Neither People v Vann (54 AD2d 356) nor People v Gregory (19 AD2d 749), cited by the majority, both of which predate Ortiz (supra), compels a different conclusion. In Vann, the defendant’s murder conviction was reversed because of the cumulative effect of the Trial Judge’s open display of partiality towards the prosecution, his failure to charge the jury that a 35-hour prearraignment delay, lack of food and physical mistreatment were factors to be considered in determining the voluntariness of the defendant’s inculpatory statements, as well as the prosecutor’s uncalled-for personal assertion of the absence of any intimidation of the defendant and his explanation of the prearraignment delay. The prosecutor in Gregory vouched for the fact that the People’s key witness, the defendant’s accomplice, had not been offered leniency in return for his testimony. The blatant prejudicial effect of the prosecutor’s statement in Vann, combined with the other improprieties committed by the trial court, makes that case of little relevance to the present circumstances. While *91Gregory is closer to the facts in this appeal, it, too, is easily distinguished. There the prosecutor bolstered the credibility of his key witness, an admitted accomplice in the crime with a clear motive to lie in identifying the defendant as the perpetrator of the robbery. In the instant case no motive was established for Officer Bills to lie or to fabricate a story that the defendant had offered him $100 to refrain from issuing a speeding ticket. Indeed, Bills’ testimony was completely consistent on the fact that a bribe had been offered. It was only on the tangential point of how many times the money had been offered that any discrepancy arose.

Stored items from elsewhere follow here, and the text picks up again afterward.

PR #1230, opened 2023-06-02
[waspls] Add dictionary autocomplete + signatures

### LINKED ISSUE #1173: Dict field autocomplete for Wasp LSP

craigmc08:
### Description

- Adds autocomplete for keys in dictionaries
  - `Wasp.LSP.Completions.DictKeyCompletion`
- Adds type signatures in dictionaries to display what type is expected at the current field
  - `Wasp.LSP.SignatureHelp`
- `Wasp.LSP.TypeInference` for finding types in the concrete syntax tree

To test out the new features, `cabal build` waspc in this branch and set the VSCode Wasp extension's executable path to the build output of Cabal. Cabal shows the location of the executable on the last line of its output, where it says `Linking <filepath> ...`.

Closes #1173 

3. [X] **New feature** (non-breaking change which adds functionality).

### DIFF
--- a/waspc/waspls/src/Wasp/LSP/Completions/Common.hs
+++ b/waspc/waspls/src/Wasp/LSP/Completions/Common.hs
@@ -1,0 +1,51 @@
+{-# LANGUAGE TemplateHaskell #-}
+
+module Wasp.LSP.Completions.Common
+  ( CompletionProvider,
+    CompletionContext (..),
+    src,
+    cst,
+    makeBasicCompletionItem,
+  )
+where
+
+import Control.Lens (makeClassy)
+import qualified Data.Text as Text
+import qualified Language.LSP.Types as LSP
+import Wasp.Analyzer.Parser.CST (SyntaxNode)
+import Wasp.Analyzer.Parser.CST.Traverse (Traversal)
+
+-- | A function that providers 'LSP.CompletionItems' at a location
+type CompletionProvider m = Traversal -> m [LSP.CompletionItem]
+
+-- | The context given to 'CompletionProvider's, via @MonadReader CompletionContext@
+data CompletionContext = CompletionContext
+  { _src :: String,
+    _cst :: [SyntaxNode]
+  }
+  deriving (Eq, Show)
+
+makeClassy 'CompletionContext
+
+-- | Create a completion item containing only a label.
+makeBasicCompletionItem :: Text.Text -> LSP.CompletionItem
+makeBasicCompletionItem name =
+  LSP.CompletionItem
+    { _label = name,
+      _kind = Nothing,
+      _tags = Nothing,
+      _detail = Nothing,
+      _documentation = Nothing,
+      _deprecated = Nothing,
+      _preselect = Nothing,
+      _sortText = Nothing,
+      _filterText = Nothing,
+      _insertText = Nothing,
+      _insertTextFormat = Nothing,
+      _insertTextMode = Nothing,
+      _textEdit = Nothing,
+      _additionalTextEdits = Nothing,
+      _commitCharacters = Nothing,
+      _command = Nothing,
+      _xdata = Nothing
+    }
--- a/waspc/waspls/src/Wasp/LSP/Completions/Common.hs
+++ b/waspc/waspls/src/Wasp/LSP/Completions/Common.hs
@@ -15,10 +15,10 @@ import qualified Language.LSP.Types as LSP
 import Wasp.Analyzer.Parser.CST (SyntaxNode)
 import Wasp.Analyzer.Parser.CST.Traverse (Traversal)
 
--- | A function that providers 'LSP.CompletionItems' at a location
+-- | A function that providers 'LSP.CompletionItems' at a location.
 type CompletionProvider m = Traversal -> m [LSP.CompletionItem]
 
--- | The context given to 'CompletionProvider's, via @MonadReader CompletionContext@
+-- | The context given to 'CompletionProvider's, via @MonadReader CompletionContext@.
 data CompletionContext = CompletionContext
   { _src :: String,
     _cst :: [SyntaxNode]
@@ -27,7 +27,8 @@ data CompletionContext = CompletionContext
 
 makeClassy 'CompletionContext
 
--- | Create a completion item containing only a label.
+-- | Create a completion item containing only a label. Use lenses and 'Control.Lens.(?~)'
+-- to set more fields, if desired.
 makeBasicCompletionItem :: Text.Text -> LSP.CompletionItem
 makeBasicCompletionItem name =
   LSP.CompletionItem
--- a/waspc/waspls/src/Wasp/LSP/Completions/Common.hs
+++ b/waspc/waspls/src/Wasp/LSP/Completions/Common.hs
@@ -16,9 +16,8 @@ import Wasp.Analyzer.Parser.CST (SyntaxNode)
 import Wasp.Analyzer.Parser.CST.Traverse (Traversal)
 
 -- | A function that providers 'LSP.CompletionItems' at a location.
-type CompletionProvider m = Traversal -> m [LSP.CompletionItem]
+type CompletionProvider m = CompletionContext -> Traversal -> m [LSP.CompletionItem]
 
--- | The context given to 'CompletionProvider's, via @MonadReader CompletionContext@.
 data CompletionContext = CompletionContext
   { _src :: String,
     _cst :: [SyntaxNode]
--- a/waspc/waspls/src/Wasp/LSP/Completions/ExprCompletion.hs
+++ b/waspc/waspls/src/Wasp/LSP/Completions/ExprCompletion.hs
@@ -5,7 +5,6 @@ where
 
 import Control.Lens ((?~), (^.))
 import Control.Monad.Log.Class (MonadLog (logM))
-import Control.Monad.Reader.Class (MonadReader, asks)
 import Data.Maybe (maybeToList)
 import qualified Data.Text as Text
 import qualified Language.LSP.Types as LSP
@@ -13,7 +12,7 @@ import qualified Language.LSP.Types.Lens as LSP
 import Wasp.Analyzer.Parser.CST (SyntaxNode)
 import qualified Wasp.Analyzer.Parser.CST as S
 import Wasp.Analyzer.Parser.CST.Traverse
-import Wasp.LSP.Completions.Common (CompletionContext, CompletionProvider, makeBasicCompletionItem)
+import Wasp.LSP.Completions.Common (CompletionProvider, makeBasicCompletionItem)
 import qualified Wasp.LSP.Completions.Common as Ctx
 import Wasp.LSP.Syntax (findChild, isAtExprPlace, lexemeAt)
 
@@ -21,17 +20,15 @@ import Wasp.LSP.Syntax (findChild, isAtExprPlace, lexemeAt)
 -- and return them as completion items.
 --
 -- TODO: include completions for enum variants (use standard type defs from waspc)
-getCompletions :: (MonadReader CompletionContext m, MonadLog m) => CompletionProvider m
-getCompletions location =
+getCompletions :: (MonadLog m) => CompletionProvider m
+getCompletions context location =
   if not (isAtExprPlace location)
     then do
       logM "[ExprCompletion] not at expression"
       return []
     else do
       logM "[ExprCompletion] at expression"
-      src <- asks (^. Ctx.src)
-      syntax <- asks (^. Ctx.cst)
-      let declNames = findDeclNames src syntax
+      let declNames = getDeclNamesAndTypes (context ^. Ctx.src) (context ^. Ctx.cst)
       logM $ "[ExprCompletion] declnames=" ++ show declNames
       return $
         map
@@ -43,8 +40,8 @@ getCompletions location =
           declNames
 
 -- | Search through the CST and collect all @(declName, declType)@ pairs.
-findDeclNames :: String -> [SyntaxNode] -> [(String, String)]
-findDeclNames src syntax = traverseForDeclNames $ fromSyntaxForest syntax
+getDeclNamesAndTypes :: String -> [SyntaxNode] -> [(String, String)]
+getDeclNamesAndTypes src syntax = traverseForDeclNames $ fromSyntaxForest syntax
   where
     traverseForDeclNames :: Traversal -> [(String, String)]
     traverseForDeclNames t = case kindAt t of
--- a/waspc/waspls/src/Wasp/LSP/Completions/ExprCompletion.hs
+++ b/waspc/waspls/src/Wasp/LSP/Completions/ExprCompletion.hs
@@ -1,0 +1,60 @@
+module Wasp.LSP.Completions.ExprCompletion
+  ( getCompletions,
+  )
+where
+
+import Control.Lens ((?~), (^.))
+import Control.Monad.Log.Class (MonadLog (logM))
+import Control.Monad.Reader.Class (MonadReader, asks)
+import Data.Maybe (maybeToList)
+import qualified Data.Text as Text
+import qualified Language.LSP.Types as LSP
+import qualified Language.LSP.Types.Lens as LSP
+import Wasp.Analyzer.Parser.CST (SyntaxNode)
+import qualified Wasp.Analyzer.Parser.CST as S
+import Wasp.Analyzer.Parser.CST.Traverse
+import Wasp.LSP.Completions.Common (CompletionContext, CompletionProvider, makeBasicCompletionItem)
+import qualified Wasp.LSP.Completions.Common as Ctx
+import Wasp.LSP.Syntax (findChild, isAtExprPlace, lexemeAt)
+
+-- | If the location is at an expression, find declaration names in the file
+-- and return them as autocomplete suggestions
+--
+-- TODO: include completions for enum variants (use standard type defs from waspc)
+getCompletions :: (MonadReader CompletionContext m, MonadLog m) => CompletionProvider m
+getCompletions location =
+  if not (isAtExprPlace location)
+    then do
+      logM "[ExprCompletion] not at expression"
+      return []
+    else do
+      logM "[ExprCompletion] at expression"
+      src <- asks (^. Ctx.src)
+      syntax <- asks (^. Ctx.cst)
+      let declNames = findDeclNames src syntax
+      logM $ "[ExprCompletion] declnames=" ++ show declNames
+      return $
+        map
+          ( \(name, typ) ->
+              makeBasicCompletionItem (Text.pack name)
+                & (LSP.kind ?~ LSP.CiVariable)
+                & (LSP.detail ?~ Text.pack (":: " ++ typ ++ " (declaration type)"))
+          )
+          declNames
+
+-- | Search through the CST and collect all @(declName, declType)@ pairs.
+findDeclNames :: String -> [SyntaxNode] -> [(String, String)]
+findDeclNames src syntax = traverseForDeclNames $ fromSyntaxForest syntax
+  where
+    traverseForDeclNames :: Traversal -> [(String, String)]
+    traverseForDeclNames t = case kindAt t of
+      S.Program -> maybe [] traverseForDeclNames $ down t
+      S.Decl ->
+        let declNameAndType = maybeToList $ getDeclNameAndType t
+         in declNameAndType ++ maybe [] traverseForDeclNames (right t)
+      _ -> maybe [] traverseForDeclNames $ right t
+    getDeclNameAndType :: Traversal -> Maybe (String, String)
+    getDeclNameAndType t = do
+      nameT <- findChild S.DeclName t
+      typeT <- findChild S.DeclType t
+      return (lexemeAt src nameT, lexemeAt src typeT)
--- a/waspc/waspls/src/Wasp/LSP/Completions/ExprCompletion.hs
+++ b/waspc/waspls/src/Wasp/LSP/Completions/ExprCompletion.hs
@@ -53,6 +53,9 @@ findDeclNames src syntax = traverseForDeclNames $ fromSyntaxForest syntax
         let declNameAndType = maybeToList $ getDeclNameAndType t
          in declNameAndType ++ maybe [] traverseForDeclNames (right t)
       _ -> maybe [] traverseForDeclNames $ right t
+
+    -- @getDeclNameAndType t@ expects 't' to be at a 'S.Decl' node. It finds the
+    -- lexemes for the 'S.DeclName' and 'S.DeclType'.
     getDeclNameAndType :: Traversal -> Maybe (String, String)
     getDeclNameAndType t = do
       nameT <- findChild S.DeclName t
--- a/waspc/waspls/src/Wasp/LSP/Completions/ExprCompletion.hs
+++ b/waspc/waspls/src/Wasp/LSP/Completions/ExprCompletion.hs
@@ -18,7 +18,7 @@ import qualified Wasp.LSP.Completions.Common as Ctx
 import Wasp.LSP.Syntax (findChild, isAtExprPlace, lexemeAt)
 
 -- | If the location is at an expression, find declaration names in the file
--- and return them as autocomplete suggestions
+-- and return them as completion items.
 --
 -- TODO: include completions for enum variants (use standard type defs from waspc)
 getCompletions :: (MonadReader CompletionContext m, MonadLog m) => CompletionProvider m
--- a/waspc/waspls/src/Wasp/LSP/SignatureHelp.hs
+++ b/waspc/waspls/src/Wasp/LSP/SignatureHelp.hs
@@ -24,7 +24,7 @@ import Wasp.Analyzer.Type (Type)
 import qualified Wasp.Analyzer.Type as Type
 import Wasp.LSP.ServerState (ServerState, cst, currentWaspSource)
 import Wasp.LSP.Syntax (locationAtOffset, lspPositionToOffset)
-import Wasp.LSP.TypeInference (ExprKey (DictKey, List, Tuple), findExprPathToLocation, findTypeForPath)
+import Wasp.LSP.TypeInference (ExprPathStep (DictKey, List, Tuple), findExprPathToLocation, findTypeForPath)
 import Wasp.LSP.Util (hoistMaybe)
 
 -- | Configuration for 'LSP.Options', used in "Wasp.LSP.Server".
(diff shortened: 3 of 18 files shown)


infomiho:
Cool stuff!

Quick questions from testing it locally:
1. It offers existing keys, can we avoid that?
Screenshot 2023-06-02 at 17 32 48

2. Can we say "Javascript import" or similar instead of external import
Screenshot 2023-06-02 at 17 32 35

3. Can we format the dicts (not to be on the same line)?

I'll be testing it out more throughly on Monday :)

waspc/waspls/src/Wasp/LSP/Completions/ExprCompletion.hs
```diff
@@ -0,0 +1,63 @@
...
+import qualified Wasp.Analyzer.Parser.CST as S
+import Wasp.Analyzer.Parser.CST.Traverse
+import Wasp.LSP.Completions.Common (CompletionContext, CompletionProvider, makeBasicCompletionItem)
+import qualified Wasp.LSP.Completions.Common as Ctx
+import Wasp.LSP.Syntax (findChild, isAtExprPlace, lexemeAt)
+
+-- | If the location is at an expression, find declaration names in the file
+-- and return them as completion items.
+--
+-- TODO: include completions for enum variants (use standard type defs from waspc)
```
infomiho, line 23: Is this something you'd like to resolve in this PR?

waspc/waspls/src/Wasp/LSP/Completions/ExprCompletion.hs
```diff
@@ -0,0 +1,63 @@
...
+          )
+          declNames
+
+-- | Search through the CST and collect all @(declName, declType)@ pairs.
+findDeclNames :: String -> [SyntaxNode] -> [(String, String)]
+findDeclNames src syntax = traverseForDeclNames $ fromSyntaxForest syntax
+  where
+    traverseForDeclNames :: Traversal -> [(String, String)]
+    traverseForDeclNames t = case kindAt t of
+      S.Program -> maybe [] traverseForDeclNames $ down t
```
infomiho, line 51: Do we need the app name as completions items? I think we can easily add it later if needed, but now it feels weird getting a completion suggestion with the app name 

Screenshot 2023-06-06 at 11 05 22

waspc/waspls/src/Wasp/LSP/Completions/ExprCompletion.hs
```diff
@@ -0,0 +1,63 @@
...
+      S.Decl ->
+        let declNameAndType = maybeToList $ getDeclNameAndType t
+         in declNameAndType ++ maybe [] traverseForDeclNames (right t)
+      _ -> maybe [] traverseForDeclNames $ right t
+
+    -- @getDeclNameAndType t@ expects 't' to be at a 'S.Decl' node. It finds the
```
infomiho, line 57: I'm out of my depth here, but is there a way to limit the input to `S.Decl` on the type level?

waspc/waspls/src/Wasp/LSP/SignatureHelp.hs
```diff
@@ -0,0 +1,261 @@
...
+  m LSP.SignatureHelp
+getSignatureHelpAtPosition position = do
+  src <- gets (^. currentWaspSource)
+  gets (^. cst) >>= \case
+    Nothing ->
+      -- No CST in the server state, can't create a signature.
+      return emptyHelp
+    Just syntax -> do
+      let offset = lspPositionToOffset src position
+      let location = toOffset offset (fromSyntaxForest syntax)
```
infomiho, line 70: This reads a bit weird:
1. You get the `offset`
2. Then you use the `toOffset` function to get the location

Is a better name for that function `toLocation`?

waspc/waspls/src/Wasp/LSP/SignatureHelp.hs
```diff
@@ -0,0 +1,261 @@
...
+              { _signatures =
+                  LSP.List
+                    [ LSP.SignatureInformation
+                        { _parameters = Just $ LSP.List params,
+                          -- NOTE: VSCode higlights the 0th parameter if
+                          -- activeParameter is Nothing, so it's set to -1 when
+                          -- we don't want any param highlighted.
+                          _activeParameter = Just $ fromMaybe (-1) activeParam,
+                          _label = Text.pack $ showFragments signatureFragments,
+                          _documentation = Nothing
```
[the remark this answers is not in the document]
infomiho:
```haskell
LSP.SignatureHelpDocMarkup $
    LSP.MarkupContent {
        LSP._kind = LSP.MkMarkdown,
        LSP._value = Text.pack $ "```\n" ++ showFragments signatureFragments ++ "\n```"
    }
```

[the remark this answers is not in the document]
infomiho: Screenshot 2023-06-06 at 11 37 07

Excuse my poor attempt, but it could work

waspc/waspls/src/Wasp/LSP/SignatureHelp.hs
```diff
@@ -0,0 +1,261 @@
...
+fragmentParam (Text _) = Nothing
+fragmentParam (Param key _) = Just key
+
+instance IsString SignatureFragment where
+  fromString string = Text string
+
+-- | Convert the container type of a signature to a list of fragments.
+--
+-- To avoid unreadably long signatures, dictionary types inside of the container
+-- type are written @{ ... }@.
```
infomiho, line 195:
```suggestion
-- type are written as @{ ... }@.
```

waspc/waspls/src/Wasp/LSP/Syntax.hs
```diff
@@ -50,14 +72,17 @@ toOffset targetOffset start = go $ bottom start
...
-    parentIs k = Just k == parentKind t
-    hasLeft k = k `elem` map kindAt (leftSiblings t)
+isAtExprPlace =
+  anyP
+    [ allP [parentIs S.DictEntry, hasLeft S.DictKey],
+      allP [parentIs S.Decl, hasLeft S.DeclType, hasLeft S.DeclName],
+      parentIs S.Tuple
+    ]
+
+-- (parentIs S.DictEntry && hasLeft S.DictKey)
```
infomiho, line 82: Left over comment

infomiho (commented):
I left a couple of comments, it seems to work well 👍

waspc/waspls/src/Wasp/LSP/SignatureHelp.hs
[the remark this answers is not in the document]
craigmc08: This feels too much like a VSCode-specific hack to be worth it, especially since it's just duplicating information. Other editors with LSP clients seem to support multi-line signatures. Helix for example:

image

And if we look at how other LSP servers use SignatureHelp, they run into the same problem with VSCode's single line signature strings. Rust for example:

image
 
I think we should stick with what the specification says to use these fields for.

Anyways, I added newlines back to the signature string so that editors that support it will display it over multiple lines.

waspc/waspls/src/Wasp/LSP/SignatureHelp.hs
```diff
@@ -0,0 +1,261 @@
...
+    -- A left fold is used because offset needs to increase as you go right across
+    -- the list. This means the parameter list needs to be reversed after the fold
+    -- so that they are in the same order as the parameters in the fragments.
+    go :: (LSP.UInt, [LSP.ParameterLabel]) -> SignatureFragment -> (LSP.UInt, [LSP.ParameterLabel])
+    go (offset, labels) (Text text) = (offset + fromIntegral (length text), labels)
+    go (offset, labels) (Param _ text) =
+      let end = offset + fromIntegral (length text)
+       in (end, LSP.ParameterLabelOffset offset end : labels)
+
+    labelToInfo :: LSP.ParameterLabel -> LSP.ParameterInformation
```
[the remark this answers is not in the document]
craigmc08: That's just how VSCode renders it, nothing we can do about it.

waspc/waspls/src/Wasp/LSP/SignatureHelp.hs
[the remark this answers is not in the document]
Martinsos: Oho nice nice!

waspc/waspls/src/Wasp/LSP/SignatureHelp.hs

Implicit in Ortiz (supra) and similar cases dealing with prosecutorial misconduct is whether the error involved was of sufficient prejudicial effect so as to have deprived the defendant of a fair trial (see, People v Papernó, 54 NY2d 294). To whatever extent the prosecutor in the instant case may have become an unsworn witness or injected his credibility into the proceedings, it was at most limited to the collateral issue of how many times the defendant offered the bribe to Officer Bills. Disregarding the improper testimony, there was a sufficient residuum of competent evidence upon which the jury could find the defendant guilty of bribery in the second degree.
Furthermore, there was no impropriety in the prosecutor’s questioning of defendant’s character witnesses as to whether they had heard of complaints filed with the Better Business Bureau concerning the defendant’s operation of his business. Both witnesses stated that their knowledge of defendant’s reputation for honesty and integrity was based upon his standing as a businessman in the community. Such questions merely tested the accuracy of the character witnesses’ knowledge and were not submitted for the truth of the complaints, the details of which were not elicited at trial. Lastly, a good-faith basis for the prosecutor’s cross-examination must be presumed inasmuch as defense counsel failed to pursue the prosecutor’s offer at trial to produce correspondence from the Better Business Bureau concerning complaints against the defendant. (People v Kuss, 32 NY2d 436.)
For the foregoing reasons, we would affirm the defendant’s conviction of bribery in the second degree.